PR #8700, opened 2026-07-30
refactor(event): store procedure trigger as JSONB

WenyXu:

None.

Store the procedure-event envelope field `procedure_trigger` as JSONB instead of a String.

`EventTrigger` now serializes as a tagged JSON object. Simple lifecycle triggers retain their existing names, for example `{"type":"Submitted"}`; child submission and retry triggers also retain their structured fields. The canonical event-table schema and emitted API value use the existing JSONB column/encoding helpers.

Update DDL, repartition, WAL-prune, and region-migration event tests to inspect the JSONB trigger type through `json_path_match` or `json_get_string`. Add serialization contracts for all trigger variants.

Compatibility: released v1.1.4 predates `procedure_trigger`, so no released String-to-JSONB conversion is required. `v1.2.0-beta.1` exists only as an unpublished tag and is outside the supported upgrade matrix. Existing event-table schema evolution adds the JSONB field for upgrades from released versions that predate it.

## PR Checklist

### DIFF
--- a/src/common/event-recorder/src/event_table.rs
+++ b/src/common/event-recorder/src/event_table.rs
@@ -101,9 +101,9 @@ pub const PROCEDURE_ERROR_COLUMN: EventTableColumn = EventTableColumn::new(
     SemanticType::Field,
 );
 /// The canonical procedure trigger envelope column.
-pub const PROCEDURE_TRIGGER_COLUMN: EventTableColumn = EventTableColumn::new(
+pub const PROCEDURE_TRIGGER_COLUMN: EventTableColumn = EventTableColumn::json_binary(
     "procedure_trigger",
-    ColumnDataType::String,
+    ColumnDataType::Binary,
     SemanticType::Field,
 );
 /// The canonical catalog name dimension.
@@ -281,6 +281,11 @@ pub fn nullable_json(value: Option<&serde_json::Value>) -> Value {
     nullable_value(value.map(|value| ValueData::BinaryValue(jsonb::Value::from(value).to_vec())))
 }
 
+/// Builds a JSONB API value.
+pub fn jsonb_value(value: &serde_json::Value) -> Value {
+    ValueData::BinaryValue(jsonb::Value::from(value).to_vec()).into()
+}
+
 #[cfg(test)]
 mod tests {
     use super::*;
@@ -319,18 +324,35 @@ mod tests {
     fn procedure_envelope_schema_preserves_names_types_semantics_and_order() {
         assert_eq!(
             procedure_event_column_schemas(),
-            [
-                "procedure_id",
-                "procedure_state",
-                "procedure_error",
-                "procedure_trigger",
+            vec![
+                ColumnSchema {
+                    column_name: "procedure_id".to_string(),
+                    datatype: ColumnDataType::String.into(),
+                    semantic_type: SemanticType::Field.into(),
+                    ..Default::default()
+                },
+                ColumnSchema {
+                    column_name: "procedure_state".to_string(),
+                    datatype: ColumnDataType::String.into(),
+                    semantic_type: SemanticType::Field.into(),
+                    ..Default::default()
+                },
+                ColumnSchema {
+                    column_name: "procedure_error".to_string(),
+                    datatype: ColumnDataType::String.into(),
+                    semantic_type: SemanticType::Field.into(),
+                    ..Default::default()
+                },
+                ColumnSchema {
+                    column_name: "procedure_trigger".to_string(),
+                    datatype: ColumnDataType::Binary.into(),
+                    semantic_type: SemanticType::Field.into(),
+                    datatype_extension: Some(ColumnDataTypeExtension {
+                        type_ext: Some(TypeExt::JsonType(JsonTypeExtension::JsonBinary.into())),
+                    }),
+                    ..Default::default()
+                },
             ]
-            .map(|column_name| ColumnSchema {
-                column_name: column_name.to_string(),
-                datatype: ColumnDataType::String.into(),
-                semantic_type: SemanticType::Field.into(),
-                ..Default::default()
-            })
         );
     }
 
--- a/src/common/meta/src/ddl/tests/event/database.rs
+++ b/src/common/meta/src/ddl/tests/event/database.rs
@@ -194,7 +194,7 @@ fn test_database_events_preserve_procedure_envelope_contract() {
         &submitted,
         CREATE_DATABASE_EVENT_TYPE,
         "Running",
-        EventTrigger::Submitted,
+        "Submitted",
         Some("greptime"),
         Some("metrics"),
     );
@@ -202,7 +202,7 @@ fn test_database_events_preserve_procedure_envelope_contract() {
         &lifecycle,
         CREATE_DATABASE_EVENT_TYPE,
         "Done",
-        EventTrigger::Succeeded,
+        "Succeeded",
         None,
         None,
     );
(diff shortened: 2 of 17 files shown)


MichaelScofield:
can it use json2?

WenyXu:
I’d prefer to keep using `json` here for consistency with the existing `payload` column in the event table. `json2` could be a good future option if we provide an `ALTER` path that makes migrating existing data straightforward.

src/common/event-recorder/src/event_table.rs
```diff
@@ -101,9 +101,9 @@ pub const PROCEDURE_ERROR_COLUMN: EventTableColumn = EventTableColumn::new(
     SemanticType::Field,
 );
 /// The canonical procedure trigger envelope column.
-pub const PROCEDURE_TRIGGER_COLUMN: EventTableColumn = EventTableColumn::new(
+pub const PROCEDURE_TRIGGER_COLUMN: EventTableColumn = EventTableColumn::json_binary(
     "procedure_trigger",
-    ColumnDataType::String,
+    ColumnDataType::Binary,
```
fengjiachun, line 106: The PR body says the betas predate this column, but `v1.2.0-beta.1` (`dde0ca11e`, 07-28) already has it as String — #8648 landed it on 07-27, a day earlier:

```bash
git show v1.2.0-beta.1:src/common/event-recorder/src/event_table.rs | grep -A3 PROCEDURE_TRIGGER_COLUMN
```

Auto-alter only adds *missing* columns (`expr_helper.rs:105`) and row-to-region does no cast (`row_to_region.rs:44`), so mito rejects the write: `column procedure_trigger expect type String(StringType), given: BINARY` (`request.rs:207`). On a cluster upgraded from beta.1 every procedure-event insert fails, silently — errors are only logged, and recovery means dropping the table by hand.

Either confirm beta.1 isn't a supported upgrade path (fix the PR body, note the drop in the release note), or pick a new column name.

Separately: 6 of the 9 variants are unit, so users lose `procedure_trigger = 'Submitted'` and the column can no longer be a Tag. A String tag column plus a nullable JSONB detail column for `ChildSubmitted` / `Retrying` would keep both — and sidestep the compat issue.

src/common/event-recorder/src/event_table.rs
```diff
@@ -273,6 +273,11 @@ where
     nullable_value(value.map(|value| ValueData::StringValue(value.as_ref().to_string())))
 }
 
+/// Builds a JSONB API value.
+pub fn jsonb_value(value: &serde_json::Value) -> Value {
```
fengjiachun, line 285: `recorder.rs:197` is the same expression — could be `jsonb_value(&event.json_payload()?)` now.

src/common/procedure/src/procedure.rs
```diff
@@ -255,7 +255,10 @@ pub struct EventContext<'a> {
 }
 
 /// Lifecycle action that causes the framework to invoke [`Procedure::event`].
-#[derive(Debug, Clone, PartialEq, Eq)]
+///
+/// It is recorded as a tagged JSON object in the `procedure_trigger` event envelope column.
+#[derive(Debug, Clone, PartialEq, Eq, Serialize)]
+#[serde(tag = "type")]
```
fengjiachun, line 261: `Display for EventTrigger` (line 309) has no production caller left after this PR, only `test_event_trigger_display`; same for the `RetryPhase` / `ChildSubmissionOutcome` impls it uses. Drop them or note they're kept for logging. Public API, so check the enterprise side first.

tests-integration/tests/region_migration.rs
```diff
@@ -1344,7 +1341,14 @@ async fn check_region_migration_events_system_table(
     let query = Query::select()
         .column(RegionMigrationEvents::RegionMigrationTriggerReason)
         .column(RegionMigrationEvents::ProcedureState)
-        .column(RegionMigrationEvents::ProcedureTrigger)
+        .expr_as(
+            Expr::cust("json_path_match(procedure_trigger, '$.type == \"Submitted\"')"),
+            Alias::new("procedure_submitted"),
+        )
+        .expr_as(
+            Expr::cust("json_path_match(procedure_trigger, '$.type == \"Succeeded\"')"),
```
fengjiachun: Asserting two booleans is weaker than asserting the value. `json_get_string(procedure_trigger, 'type')` (`json_get.rs:95`) keeps the original single column with `Submitted` / `Succeeded`.

Also the "equivalent to" comment at line 1330 is stale.

fengjiachun (commented):
Checked out the branch and verified locally: `cargo +nightly fmt --check`, `cargo clippy -p common-event-recorder -p common-procedure --all-targets` (clean), `cargo nextest run -p common-procedure -p common-event-recorder` (99 passed), `common-meta ddl::tests::event` (26 passed), `cargo check -p tests-integration --tests` (ok). The change itself is clean.

One blocker inline on `event_table.rs`: the compatibility conclusion in the PR body does not hold for `v1.2.0-beta.1`, which already ships `procedure_trigger` as a String. The rest are optional.

src/common/meta/src/ddl/tests/event/database.rs
```diff
@@ -314,9 +314,7 @@ fn assert_procedure_event_contract(
                 Value {
                     value_data: Some(ValueData::StringValue(String::new())),
                 },
-                Value {
-                    value_data: Some(ValueData::StringValue(procedure_trigger.to_string())),
-                },
+                jsonb_value(&serde_json::to_value(procedure_trigger).unwrap()),
```
fengjiachun: flow.rs / view.rs / repartition.rs hardcode `json!({"type": ...})`; this one derives it through `serde_json::to_value`, so renaming the tag key wouldn't turn it red. Suggest hardcoding here too — `test_event_trigger_serialization` covers the derive side.

src/common/event-recorder/src/event_table.rs
WenyXu: Thanks for catching this. `v1.2.0-beta.1` was never published as a GitHub Release and is outside the supported upgrade matrix; released `v1.1.4` predates this column. We will clarify the PR description accordingly and keep the JSONB migration.

src/common/event-recorder/src/event_table.rs
WenyXu: Good catch. Updated to reuse `jsonb_value` here.

src/common/procedure/src/procedure.rs
WenyXu: Checked the enterprise side and found no callers. Removed these unused `Display` impls and their test.

tests-integration/tests/region_migration.rs
WenyXu: Updated to project `json_get_string(procedure_trigger, 'type')` and assert `Submitted` / `Succeeded` directly, and updated the equivalent SQL comment.

src/common/meta/src/ddl/tests/event/database.rs
WenyXu: Updated the expected JSON shape to be explicit here; serialization coverage remains in `test_event_trigger_serialization`.

fengjiachun (approved):
All five points addressed — rest LGTM.

Verified on `58a63a5`: `fmt --check`, `clippy` (common-procedure / common-event-recorder / common-meta, clean), unit tests 98 + 26 passed, `cargo check -p tests-integration --tests` ok. Also confirmed `extract_new_columns` propagates `datatype_extension` (`common/grpc-expr/src/util.rs:211`), so upgrades from v1.1.4 do get a real JSON column rather than a plain Binary one.

The integration tests were only type-checked here, not executed — CI green on tests-integration is the actual gate.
######
If a line of the data above contains "StringValue", copy it out.

     nullable_value(value.map(|value| ValueData::StringValue(value.as_ref().to_string())))
                     value_data: Some(ValueData::StringValue(String::new())),
-                    value_data: Some(ValueData::StringValue(procedure_trigger.to_string())),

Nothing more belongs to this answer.